After 24 centuries, Google puts the Dead Sea Scrolls online for the world to see - coderdude
http://googlefornonprofits.blogspot.com/2011/09/from-desert-to-web-bringing-dead-sea.html

======
jorangreef
If you're looking for verses to explore for yourself, start at chapter 45
verse 1 on the scroll of Isaiah,
<http://dss.collections.imj.org.il/isaiah?id=45:1>

Here, Isaiah names Cyrus the Great, 150 years before his birth, and goes on to
describe how the Lord ("HaShem" on the scroll) would use him as a foreigner to
demolish the empire of Babylonia and restore the Jewish people out of exile
(<http://dss.collections.imj.org.il/isaiah?id=45:13>).

Josephus, the Jewish historian, in his Antiquities, records that the Jews in
Babylonian captivity showed Cyrus the prophecies of the Old Testament
Scriptures which contained his name and described his role in the scheme of
God. The historian says that it was this circumstance that motivated the ruler
to fulfill what was written, and to issue his edict permitting Israel's return
to her homeland
([http://books.google.co.za/books?id=kyaoIb6k2ccC&pg=PA359](http://books.google.co.za/books?id=kyaoIb6k2ccC&pg=PA359)).

Shortly after chapter 45, Isaiah writes in chapter 46:8, "Remember this and
stand firm, recall it to mind, you transgressors, remember the former things
of old; for I am God, and there is no other; I am God, and there is none like
me, declaring the end from the beginning and from ancient times things not yet
done, saying, 'My counsel shall stand, and I will accomplish all my
purpose...'" (<http://dss.collections.imj.org.il/isaiah?id=46:10>)

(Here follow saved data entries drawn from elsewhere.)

PR #3307, opened 2022-12-06
Fix propagation of `ExitCase` in `Resource#{both,combineK}`

armanbilge:
Noticed this while looking into https://github.com/typelevel/cats-effect/pull/3227. `ExitCase`s were not being propagated at all to the finalizers.

### DIFF
--- a/tests/shared/src/test/scala/cats/effect/ResourceSpec.scala
+++ b/tests/shared/src/test/scala/cats/effect/ResourceSpec.scala
@@ -756,10 +756,31 @@ class ResourceSpec extends BaseSpec with ScalaCheck with Discipline {
           got mustEqual ExitCase.Succeeded
         }
 
+        "left errored, use errored, test right" >> ticked { implicit ticker =>
+          var got: ExitCase = null
+          val ex = new Exception
+          val r = Resource.onFinalizeCase(ec => IO { got = ec })
+          Resource
+            .eval(IO.raiseError(new Exception))
+            .combineK(r)
+            .use(_ => IO.raiseError(ex)) must failAs(ex)
+          got mustEqual ExitCase.Errored(ex)
+        }
+
         "use canceled, test left" >> ticked { implicit ticker =>
           var got: ExitCase = null
           val r = Resource.onFinalizeCase(ec => IO { got = ec })
           r.combineK(Resource.unit).use(_ => IO.canceled) must selfCancel
+          got mustEqual ExitCase.Canceled
+        }
+
+        "left errored, use canceled, test right" >> ticked { implicit ticker =>
+          var got: ExitCase = null
+          val r = Resource.onFinalizeCase(ec => IO { got = ec })
+          Resource
+            .eval(IO.raiseError(new Exception))
+            .combineK(r)
+            .use(_ => IO.canceled) must selfCancel
           got mustEqual ExitCase.Canceled
         }
       }
--- a/tests/shared/src/test/scala/cats/effect/ResourceSpec.scala
+++ b/tests/shared/src/test/scala/cats/effect/ResourceSpec.scala
@@ -599,7 +599,7 @@ class ResourceSpec extends BaseSpec with ScalaCheck with Discipline {
         rightReleased must beTrue
       }
 
-      "passes along the exit case" in {
+      "propagate the exit case" in {
         import Resource.ExitCase
 
         "use succesfully, test left" >> ticked { implicit ticker =>
@@ -721,7 +721,7 @@ class ResourceSpec extends BaseSpec with ScalaCheck with Discipline {
         }
       }
 
-      "passes along the exit case" in {
+      "propagate the exit case" in {
         import Resource.ExitCase
 
         "use succesfully, test left" >> ticked { implicit ticker =>
--- a/tests/shared/src/test/scala/cats/effect/ResourceSpec.scala
+++ b/tests/shared/src/test/scala/cats/effect/ResourceSpec.scala
@@ -598,6 +598,84 @@ class ResourceSpec extends BaseSpec with ScalaCheck with Discipline {
         leftReleased must beTrue
         rightReleased must beTrue
       }
+
+      "passes along the exit case" in ticked { implicit ticker =>
+        import Resource.ExitCase
+
+        { // use successfully, test left
+          var got: ExitCase = null
+          val r = Resource.onFinalizeCase(ec => IO { got = ec })
+          r.both(Resource.unit).use(_ => IO.unit) must completeAs(())
+          got mustEqual ExitCase.Succeeded
+        }
+
+        { // use successfully, test right
+          var got: ExitCase = null
+          val r = Resource.onFinalizeCase(ec => IO { got = ec })
+          Resource.unit.both(r).use(_ => IO.unit) must completeAs(())
+          got mustEqual ExitCase.Succeeded
+        }
+
+        { // use errored, test left
+          var got: ExitCase = null
+          val ex = new Exception
+          val r = Resource.onFinalizeCase(ec => IO { got = ec })
+          r.both(Resource.unit).use(_ => IO.raiseError(ex)) must failAs(ex)
+          got mustEqual ExitCase.Errored(ex)
+        }
+
+        { // use errored, test right
+          var got: ExitCase = null
+          val ex = new Exception
+          val r = Resource.onFinalizeCase(ec => IO { got = ec })
+          Resource.unit.both(r).use(_ => IO.raiseError(ex)) must failAs(ex)
+          got mustEqual ExitCase.Errored(ex)
+        }
+
+        { // right errored, test left
+          var got: ExitCase = null
+          val ex = new Exception
+          val r = Resource.onFinalizeCase(ec => IO { got = ec })
+          r.both(Resource.eval(IO.sleep(1.second) *> IO.raiseError(ex))).use_ must failAs(ex)
+          got mustEqual ExitCase.Errored(ex)
+        }
+
+        { // left errored, test right
+          var got: ExitCase = null
+          val ex = new Exception
+          val r = Resource.onFinalizeCase(ec => IO { got = ec })
+          Resource.eval(IO.sleep(1.second) *> IO.raiseError(ex)).both(r).use_ must failAs(ex)
+          got mustEqual ExitCase.Errored(ex)
+        }
+
+        { // use canceled, test left
+          var got: ExitCase = null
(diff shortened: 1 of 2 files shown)


tests/shared/src/test/scala/cats/effect/ResourceSpec.scala
```diff
@@ -642,6 +720,49 @@ class ResourceSpec extends BaseSpec with ScalaCheck with Discipline {
...
+        }
+
+        "left errored, test left" >> ticked { implicit ticker =>
+          var got: ExitCase = null
+          val ex = new Exception
+          val r = Resource.onFinalizeCase(ec => IO { got = ec }) *>
+            Resource.eval(IO.raiseError(ex))
+          r.combineK(Resource.unit).use_ must completeAs(())
+          got mustEqual ExitCase.Succeeded
+        }
```
armanbilge, line 749: This semantic is kind of counter-intuitive. Even though the left `Resource` errors, ultimately the `combineK`ed `Resource` is acquired and used successfully. So the left finalizer is passed `Succeeded`.

This is a by-product of the fact that the left `Resource` is not released eagerly even if it errors. Maybe this semantic is undesirable?

filipwiech: After mulling this over I think it makes sense and is expected, although I could be wrong (I went back and forth on this in my mind a couple times before settling on the conclusion). It would be consistent with what `Resource.both` is doing, the reasoning being as follows:

`Resource.both` requires both Resources to be acquired successfully - if any of them errors out (or gets canceled), then all of them get an `ExitCase.Errored` (or `ExitCase.Canceled` respectively), even the one that succeded, because the operation as a whole has failed.

Conversely, `Resource.combineK` needs any of the combined Resources to be acquired successfully - if just one of them succedes, then all of them (well, the ones that were actually evaluated) get an `ExitCase.Succeeded`, even the ones that failed, because the operation as a whole has succeded.

The fact that `ExitCase` from the `use` operation propagates to all the input Resources, regardless of their own, seems to be aligned as well.

I hope it makes sense. In any case, whichever semantic will be introduced, it could be a good idea to document it in the scaladoc, especially if it seems to be counter-intuitive. 🙂 

However, I'm not sure if any sort of consistency between `Reource.both` and `combineK` is desired. There's also the case of `Resource.race` which will release loser eagerly in #3226.

tests/shared/src/test/scala/cats/effect/ResourceSpec.scala
```diff
@@ -598,6 +598,84 @@ class ResourceSpec extends BaseSpec with ScalaCheck with Discipline {
...
+
+        "use errored, test right" >> ticked { implicit ticker =>
+          var got: ExitCase = null
+          val ex = new Exception
+          val r = Resource.onFinalizeCase(ec => IO { got = ec })
+          Resource.unit.both(r).use(_ => IO.raiseError(ex)) must failAs(ex)
+          got mustEqual ExitCase.Errored(ex)
+        }
+
+        "right errored, test left" >> ticked { implicit ticker =>
```
filipwiech, line 635: Would it be a good idea to describe exit case propagation semantics in the scaladoc for the `Resource#both`? 🙂

tests/shared/src/test/scala/cats/effect/ResourceSpec.scala
```diff
@@ -642,6 +720,49 @@ class ResourceSpec extends BaseSpec with ScalaCheck with Discipline {
...
+
+        "left errored, test right" >> ticked { implicit ticker =>
+          var got: ExitCase = null
+          val ex = new Exception
+          val r = Resource.onFinalizeCase(ec => IO { got = ec })
+          Resource.eval(IO.raiseError(ex)).combineK(r).use_ must completeAs(())
+          got mustEqual ExitCase.Succeeded
+        }
+
+        "use canceled, test left" >> ticked { implicit ticker =>
```
filipwiech, line 770: Would it make sense to add cases for "use errored/canceled, test right" (for when left Resource fails to acquire, but right one succedes)? 🙂

tests/shared/src/test/scala/cats/effect/ResourceSpec.scala
filipwiech: > The fact that ExitCase from the use operation propagates to all the input Resources, regardless of their own, seems to be aligned as well.

One more thought regarding this: one could say that in the case of `combineK` only one Resource is used in the end (similarly to the winner of `Resource.race` and unlike `Resource.both` which utilizes all input Resources), so there's no need to propagate `ExitCase`  from `use` to the one that wasn't. So I guess that could be the reason to maybe release eagerly in `combineK`. Sorry for the rambling, perhaps I'm not as convinced as I was before. 😄

tests/shared/src/test/scala/cats/effect/ResourceSpec.scala
```diff
@@ -598,6 +598,84 @@ class ResourceSpec extends BaseSpec with ScalaCheck with Discipline {
...
+        }
+
+        "use canceled, test right" >> ticked { implicit ticker =>
+          var got: ExitCase = null
+          val r = Resource.onFinalizeCase(ec => IO { got = ec })
+          Resource.unit.both(r).use(_ => IO.canceled) must selfCancel
+          got mustEqual ExitCase.Canceled
+        }
+
+        "right canceled, test left" >> ticked { implicit ticker =>
```
filipwiech, line 665: What would happen if right was canceled and left errored out (and vice versa)? Would they both get `ExitCase.Errored`? Maybe it could be a good idea to add tests for those cases. 🙂

tests/shared/src/test/scala/cats/effect/ResourceSpec.scala
```diff
@@ -642,6 +720,49 @@ class ResourceSpec extends BaseSpec with ScalaCheck with Discipline {
...
+        "left errored, test left" >> ticked { implicit ticker =>
+          var got: ExitCase = null
+          val ex = new Exception
+          val r = Resource.onFinalizeCase(ec => IO { got = ec }) *>
+            Resource.eval(IO.raiseError(ex))
+          r.combineK(Resource.unit).use_ must completeAs(())
+          got mustEqual ExitCase.Succeeded
+        }
+
+        "left errored, test right" >> ticked { implicit ticker =>
```
filipwiech, line 751: In case one of the Resources errors out during acqusition and the other one self-cancels, will the `ExitCase` of the right Resource propagate/overwrite the result on the left? Could be worth it to add tests for those scenarios. 🙂

tests/shared/src/test/scala/cats/effect/ResourceSpec.scala
```diff
@@ -642,6 +720,49 @@ class ResourceSpec extends BaseSpec with ScalaCheck with Discipline {
...
+
+        "use errored, test left" >> ticked { implicit ticker =>
+          var got: ExitCase = null
+          val ex = new Exception
+          val r = Resource.onFinalizeCase(ec => IO { got = ec })
+          r.combineK(Resource.unit).use(_ => IO.raiseError(ex)) must failAs(ex)
+          got mustEqual ExitCase.Errored(ex)
+        }
+
+        "left errored, test left" >> ticked { implicit ticker =>
```
filipwiech, line 742: Would it make sense to add tests for "left canceled, test left/right" too? 🙂

djspiewak (changes requested):
Adding a Request Changes for @filipwiech's suggestions, which are all excellent

armanbilge:
@djspiewak does that mean you think we should change the `combineK` semantic?

tests/shared/src/test/scala/cats/effect/ResourceSpec.scala
armanbilge: If left cancels, no resources are acquired, so no finalizers are run.

tests/shared/src/test/scala/cats/effect/ResourceSpec.scala
armanbilge: > What would happen if right was canceled and left errored out (and vice versa)?

Depends which happens first. If right cancels first, it's covered by this test. If left errors first it's covered by "left errored, test right"

tests/shared/src/test/scala/cats/effect/ResourceSpec.scala
armanbilge: If a resource errors out or cancels during acquisition, then it has no exit case because the finalizer never runs.

tests/shared/src/test/scala/cats/effect/ResourceSpec.scala
armanbilge: Yes it would!

tests/shared/src/test/scala/cats/effect/ResourceSpec.scala
armanbilge: Yes, even in two weeks I've forgotten what it was 😂

tests/shared/src/test/scala/cats/effect/ResourceSpec.scala
djspiewak: I feel like this is somewhat similar to the following:

```scala
case object TestException extends RuntimeException

Resource.raiseError[IO, Unit, Throwable](TestException)
  .onFinalizeCase(IO.println(_))
  .voidError
```

Do we print out `Succeeded` here? If so, then this `combineK` semantic is reasonable. If not, then we're being inconsistent.

armanbilge: The following program doesn't print.

```scala
//> using lib "org.typelevel::cats-effect::3.4.2"

import cats.effect._
import cats.syntax.all._

object App extends App {
  case object TestException extends RuntimeException

  def run = Resource
    .raiseError[IO, Unit, Throwable](TestException)
    .onFinalizeCase(IO.println(_))
    .voidError
    .use_

}
```

djspiewak: It prints for me? `Succeeded`. Here's an even more interesting example:

```scala
(Resource.unit.onFinalizeCase(IO.println(_)) *> Resource.raiseError[IO, Unit, Throwable](TestException)).voidError.use_
```

Prints `Succeeded`. Meanwhile:

```scala
(Resource.unit.onFinalizeCase(IO.println(_)) *> Resource.raiseError[IO, Unit, Throwable](TestException)).use_ 
```

Prints `Errored(...)`.

I think `combineK` is fine as-is. It's rather weird, but we're at least consistent with the backpropagation of final state.

djspiewak (approved):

Then from chapter 49 to chapter 53, Isaiah foretells the servant of the Lord,
Israel and its embodiment in the person of the Messiah, and his suffering and
rejection by his own people, how "he has borne our griefs and carried our
sorrows; yet we esteemed him stricken, smitten by God, and afflicted. But he
was wounded for our transgressions; he was crushed for our iniquities; upon
him was the chastisement that brought us peace, and with his stripes we are
healed" (<http://dss.collections.imj.org.il/isaiah?id=53:5>) and how "like a
lamb that is led to the slaughter, and like a sheep that before its shearers
is silent, so he opened not his mouth"
(<http://dss.collections.imj.org.il/isaiah?id=53:7>) and how "they made his
grave with the wicked and with a rich man in his death"
(<http://dss.collections.imj.org.il/isaiah?id=53:9>).

It is often said that the words of the OT have a remarkable weightiness to
them. I recall reading that Ernest Hemingway at one time used to read the OT
to absorb this quality in his own writings.

------
cema

      After 24 centuries, 
      Google puts the Dead Sea Scrolls online 
      for the world to see
    

Not 24 but 21 or 22.

Not Google but the Museum of Israel.

Other than that, the title is not too far off.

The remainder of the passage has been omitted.